» **Exercise materials**:
-.-.-

PR #412, opened 2015-05-13
Use current version alias for demo docs

afirth:


dcolligan:
-1

Unfortunately, the `current` alias is not in the pypi version (the code that is in the latest pypi release is in the `stable` branch).

afirth:
Fair enough. My concern is that these are the only examples in the documentation and they are broken for 0.6.*. Anyway, closing for now

Issue #403, opened 2015-05-11
Simple OAUTH authentication provider


jbu:
For testing any Oauth work, and for simple out-of-the-box deployment, we want a simple oauth provider to ship with the server. Really just a basic web server that can respond correctly to authentication against a list of user:passwd pairs.

Issue #31, opened 2014-10-30
OAuth support required


jeromekelleher:
The reference implementation needs support for [OAuth](http://oauth.net/) to allow us to perform authentication. There are many problems to be resolved in this, and this issue should provide a central location for the discussion around this topic. 

Some questions:

1. What library should we use?
2. Do we use OAuth 1.0 or 2.0?
3. Lots of other questions I would ask if I knew more about OAuth.

Hopefully we can flesh out the actual requirements for the reference server here, and make a concrete plan for implementing these.

jbu:
Hi everyone,

After the call yesterday, the consensus seems to be: 
* Use OIDC
* Go with https://github.com/rohe/pyoidc as the bulk of the implementation.
* Stick to static client registration.

dglazer:
Glad to see momentum here. Was there also discussion on yesterday's call about the plan for authentication and access control?

For authentication -- per http://openid.net/2015/04/17/openid-connect-certification-program/, it looks like our timing is good here -- apparently several big identity providers (including Microsoft and Google) have recently certified their compliance with OIDC. Assuming pyoidc works as advertised, that means people should be able to use existing credentials to authenticate with the reference server -- great.

For access control -- server operators still need a way to say "this user can see this object". See the earlier comments (Oct 31 2014) from @delagoya and me on possible simple answers.

jeromekelleher:
This sounds like a good plan @jbu, thanks.

@dglazer, for authentication, we're hoping to support a few OIDC providers, time allowing. Initially we'll be keeping it simple a using a local provider. For authorisation, we'll be keeping it very simple. Initially, yes/no access to the repository, and after than, yes/no access to a dataset. That will be enough to get us started.

dglazer:
Thanks @jeromekelleher - starting simple sounds great.

Making sure I understand:
- for authN, having a "local provider" implies there's some way for users to get their id/credentials added to that local provider. Is the idea to just have a server-side text file of names and non-secure passwords, or to build an account management UI, or am I misunderstanding?
- for access control, is the idea to have a manually-maintained server-side text file with a list of authorized ids (initially a repository-level list; later adding dataset-level granularity)? If so, SGTM.

jeromekelleher:
@dglazer, well, the local provider we have is just for testing and development. For deployments, we'll use a real authentication provider. Who the auth provider is and how we set up the login process is to be decided. There is no plan to have a password management UI.

[...]

PR #414, opened 2015-05-18
403 simple oauth provider

jbu:
#403. Ready for a bit of review. This is a simple docker file to run an example OIDC provider from pyoidc. You can start it (alongside the gh4gs server) using 'docker-compose up'. 

Now looking more at adding RP capability to the main server.


jeromekelleher:
This looks good @jbu, thanks. I wonder if we really need Docker for this though. If I'm interpreting things correctly, we're running a provider using the example code from PyOIDC, which we could just bake into a script that we run locally (say, `scripts/oauth_provider.py`). To me this would be more straightforward and transparent than pushing this logic into a Docker image, and it would make it easier to work with the files it depends on.

However, it's entirely possible I'm not understanding this very well, so I'm not closed to the idea to using Docker for this.

dcolligan:
I agree with @jeromekelleher.  It makes sense to add Docker-related stuff to our codebase for packaging functionality to deploy so other people can use our code without having to perform excessive configuration.  But it seems like it's breaking the pure-python simplicity of our codebase to introduce docker into other areas.  It makes sense to hook any auth things into the existing code more closely: we're going to want to run tests with this, etc.

Looking back on the old OAuth issue here https://github.com/ga4gh/server/issues/31 it seems like basically the only point that was decided upon was to use OAuth 2.  I'd like to have a better idea of what our use cases are before I'm ready to incorporate any oauth code into the repo.

jbu:
I'll have a look at doing this without docker. @dcolligan, the direction of the discussion yesterday is that using OIDC would allow us to make the first steps without precluding more difficult use cases in the future. The uses cases I'm aware of are a straight-forward RP-OP authorisation flow, and a federated system where a central 'client' server has static authorisation with a set of ga4gh servers (which might just as well be handled by tls client certs).

jbu:
I've removed docker, but have still used virtualenv to help keep the requirements for this server isloated. The ./run.sh script sets everything up and runs the server.

oidc-provider/run.sh
```diff
@@ -0,0 +1,6 @@
+#!/bin/bash
+
+virtualenv .
```
jeromekelleher: We need to add `./bin/activate` here to start the venv.

jeromekelleher:
Excellent, thanks @jbu. This looks a lot easier to work with to me, and it worked fine on my system once I added the bit above. I it would be good to add a quick README explaining what this directory is, where the code came from, and how we can run it.

After that, I'm +1. Once we're all happy with the PR and it's ready to be merged, we'll ask you to rebase the PR against the current state of the 'develop' branch and squash the commits.

@bartgrantham and @knoxcarey, would you like to weigh in here?

@dcolligan, @jbu and others are working on adding OAuth support to the server. This is a critical feature for people with non-public data (which is almost everyone), so that they can selectively share their data. We're coordinating with members of the security working group (@bartgrantham and @knoxcarey) to make sure that what we're doing here conforms to their recommendations.

oidc-provider/run.sh
jbu: Yes! I must not have pushed that. Will do now.

jeromekelleher:
Thanks for the update @jbu, +1.

dcolligan:
commits need to be squashed

oidc-provider/simple_op/src/provider/authn/__init__.py
```diff
@@ -0,0 +1,30 @@
+import importlib
```
dcolligan: It would be good to add our usual imports to the top of any significant (that is, non-init) python file:

```
```

jbu: All this code is a direct copy from the examples in pyoidc. I think that ideally we should leave it as is to prevent anything like a fork. In the best possible world I'd not check the code in here, but instead have a script that fetches pyoidc and extracts this example (the docker version did this). @jeromekelleher would this make more sense to you?

jeromekelleher: I agree with @jbu --- since this is a direct copy of pyoidc I don't think we should edit it in any way. I'm not hugely keen on downloading a new copy each time, as this will inevitably break some time in the future. At least if we have the code checked in here, we're all working from the same auth provider code for development. 

I think we should squash the commits on this and merge ASAP.

jbu:
Commits have been squashed. I'll leave it to others ( @jeromekelleher ?) to merge.

jeromekelleher:
Thanks @jbu. The convention here is that no-one merges their own code, and in practice either me, @dcolligan or @macieksmuga do the merging. Let's see if @dcolligan is happy with this being merged, and go from  there.

dcolligan:
+1

jeromekelleher:
Merged: thanks @jbu!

-.-.-

» **What needs to be done**: Note every line above where the string "virtualenv" shows up, and copy those lines.

» **Completed exercise**:
I've removed docker, but have still used virtualenv to help keep the requirements for this server isloated. The ./run.sh script sets everything up and runs the server.
+virtualenv .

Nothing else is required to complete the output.